More information on Sodium Metabisulfite...

From Wikipedia


Sodium metabisulfite or sodium pyrosulfite (IUPAC spelling; Br. E. sodium metabisulphite or sodium pyrosulphite) is an inorganic compound of chemical formula Na2S2O5. The name is sometimes referred to as disodium (metabisulfite, etc). It is used as a disinfectant, antioxidant and preservative agent....

Read more at Wikipedia »


maybe this will help you out..so you can find something readily available to you that contains what you need at a cheap price...so it makes it affordable.


----------



## qst42know (Oct 14, 2012)

leelandbullock 

None of those products you listed have sodium metabisulfite in a useful quantity or purity. Granted as a preservative it has wide spread applications.

The problem wasn't finding SMB the original poster simply ran out.


----------



## Geo (Oct 14, 2012)

when refining metals, the very act along with the term "refining" means to make the metal more pure. therefore, when you refine, you should use the purest forms of all the materials you will use. some things are vitally important for it to be of high purity while others can be less pure to achieve the desired effect. as a refiner, its up to you to learn what you can use and for what application. there are several ways to learn. the least productive is through trial and error. the most productive is through study of others who have already done the trial and error part.when you precipitate gold, whatever precipitant you use needs to be of the purest form you can get. 

when you recommend using a chemical or compound, spelling correctly as well as listing the right ingredient is essential for safety reasons as well as the fact the person taking the advise could be working with their life savings or retirement fund. 

all stump out is not the same. there are different formulas for chemical stump removers.you must check labels and never trust what you heard from someone else.make sure for your self. the correct chemical in stump out you are looking for is sodium sulfite,sodium bisulfite or sodium metabisulfite and even sodium pyrosulfite.


----------



## leelandbullock (Oct 14, 2012)

qst42know said:


> leelandbullock
> 
> None of those products you listed have sodium metabisulfite in a useful quantity or purity.
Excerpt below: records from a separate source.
PR #3615, opened 2024-01-04
Improve batch

jonathanmetzman:
1. Don't retry tasks.
2. Set longer timeout so variant can complete.

### DIFF
--- a/src/clusterfuzz/_internal/google_cloud_utils/batch.py
+++ b/src/clusterfuzz/_internal/google_cloud_utils/batch.py
@@ -31,9 +31,8 @@ from . import credentials
 
 _local = threading.local()
 
-MAX_DURATION = '3600s'
-RETRY_COUNT = 1
-TASK_COUNT = 1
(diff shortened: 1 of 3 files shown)


jonathanmetzman:
Also log when we are saving time on preprocess.

src/clusterfuzz/_internal/google_cloud_utils/batch.py
```diff
@@ -31,9 +31,8 @@
 
 _local = threading.local()
 
-MAX_DURATION = '3600s'
-RETRY_COUNT = 1
-TASK_COUNT = 1
+MAX_DURATION = f'{int(60 * 60 * 2.5)}s'
+RETRY_COUNT = 0
```
oliverchang, line 35: Any reason for removing the retry?

jonathanmetzman: It doesn't work at all. It tries to restart a docker container (ClusterFuzz's) that cannot actually be restarted.

Issue #3618, opened 2024-01-08
Mitigate too many jobs in Fuzzer


oliverchang:
For some of our deployments, we now have too many jobs and we're running into index entry limits on the `Fuzzer` entity.

PR #3619, opened 2024-01-08
Don't index jobs for Fuzzer entities.

oliverchang:
Some of our deployments are hitting index limits, so we can't do this anymore.

Generally this shouldn't impact performance very much, because there are not too many Fuzzer entities in all of our deployments. 

For the existing usages of this index, just loop through and filter out the Fuzzer entities that match.

Three usages are impacted:

- Jobs page: Tested and verified that this doesn't impact performance much (due to pagination).
- update_mappings_for_job: Whenever a Fuzzer/Job association is modified. Will monitor the performance of our project setup cron jobs.
- external_users: This only impacts fuzzer stats, testcase upload, which are both one-off loads that shouldn't impact performance much. 

For #3618.

### DIFF
--- a/src/appengine/handlers/jobs.py
+++ b/src/appengine/handlers/jobs.py
@@ -56,8 +56,8 @@ def _job_to_dict(job):
   result = job.to_dict()
   result['id'] = job.key.id()
   # Adding all associated fuzzers with each job.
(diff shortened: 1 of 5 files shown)


Alan32Liu (approved):

jonathanmetzman:
LGTM

jonathanmetzman:
Thanks!

PR #3633, opened 2024-01-11
Fix appengine python3.7 deprecation

jonathanmetzman:


oliverchang (commented):
thanks!

jonathanmetzman:
I guess this isn't really a fix as it's only for test cdoe.

PR #3635, opened 2024-01-11
[DO NOT MERGE] Experiment with receiving tasks and then merging

jonathanmetzman:


src/clusterfuzz/_internal/base/tasks.py
```diff
@@ -304,15 +344,42 @@ def get_task():
     logs.log_error('Failed to get any fuzzing tasks. This should not happen.')
     time.sleep(TASK_EXCEPTION_WAIT_INTERVAL)
 
+    return None
   return task
 
 
+def get_utasks_queue():
+  return 'utasks'
```
oliverchang, line 352: Is there a way to avoid this additional queue/indirection? 

Is the main reason why we have a dedicated one just because not all tasks work with batch yet? 

If we need this control on a task by task basis, perhaps we should start annotating tasks with attributes encoding the task name (which can be filtered on in Pub/Sub) ,

oliverchang: Alternatively, we can just use this queue as an intermediate step, and remove it later once everything is migrated.

oliverchang: Thinking more, I suppose the other benefit of having this queue is we can batch fuzz utasks this way as well with the same mechanism. I'm fine with this approach in that case, as I can't think of any other way to reduce the number of requests/Batch Jobs we make.

oliverchang, line 352: add a TODO to create a terraform configuration for this.

src/clusterfuzz/_internal/base/tasks.py
```diff
@@ -188,9 +228,13 @@ def get_regular_task(queue=None):
   application_id = utils.get_application_id()
   while True:
```
oliverchang, line 229: nit: not really relevant for this PR, but can we add max_messages=1 to line 230 here to be more explicit about the expected behaviour?

src/clusterfuzz/_internal/base/tasks.py
```diff
@@ -188,9 +228,13 @@ def get_regular_task(queue=None):
...
-
     if not messages:
       return None
+    task, retry = handle_single_message(messages)
+    if task:
+      return task
+    if not retry:
+      return None
 
     try:
```
oliverchang, line 239: can we delete all the lines that follow here? These seem all handled in `handle_single_message`.

PR #3637, opened 2024-01-11
Allow deployment to subset of bots

jonathanmetzman:


src/local/butler/deploy.py
```diff
@@ -93,6 +93,7 @@ def _deploy_app_prod(project,
                      package_zip_paths,
                      deploy_appengine=True):
   """Deploy app in production."""
+  test_deployment = bool(environment.get_value('USE_TEST_DEPLOYMENT'))
   if deploy_appengine:
```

Granted as a preservative it has wide spread applications.
> 
> The problem wasn't finding SMB the original poster simply ran out.




they do contain it but in low ammounts, yes you are correct that the best should be used. but this has gone off topic now. but reguardless i got this off the internet directly but him being form ireland he dosent have hardware stores with this available.

also you can buy the best in the best form. but your also going to pay the prices. so sure you will get the most gold yeild but can you say you made a profit when your operation cost is outweight or matching your profit margin.

if with stump out i achive pure gold. then i am happy. because my operation cost is low while my profit margin is high. so for every 2000 i spend on chemicles, i yeild 15-20 thousand in gold and other metals thats a profit margin i can live with..

like if i am in a pince i go buy muractic acid at hardware store instead of waiting for hydrochloric acid to be shipped to me. same thing diffrent name. diffrent price. 

but for the poster.

sorry its off topic this si the site i use to get most of my chemicls in bulk cheaper site than most i have found. 

http://www.dudadiesel.com/contact.php this is the site i go to to get most of what i need to do what i need to do.. shipping rates for me are high but i am not sure what its going to be for you. if he can ship to you at all but its worth a try.


----------



## jimdoc (Oct 14, 2012)

leelandbullock said:


> jimdoc said:
> 
> 
> > leelandbullock said:
> ...




I was not demeaning you or belittling your intelligence, I was merely pointing out that your information is wrong. Here on the forum it is not like a casual conversation, where you say oops I made a mistake and it is forgotten. All the mistakes are saved in print, and it seems like those mistakes are what new members seem to find and believe. I understand that you are trying to be helpful, but truth is members should be using the search box, just about everything has been covered on this forum. When you study the forum some more, I am sure you will find some of the things you have learned elsewhere on the internet are simply wrong.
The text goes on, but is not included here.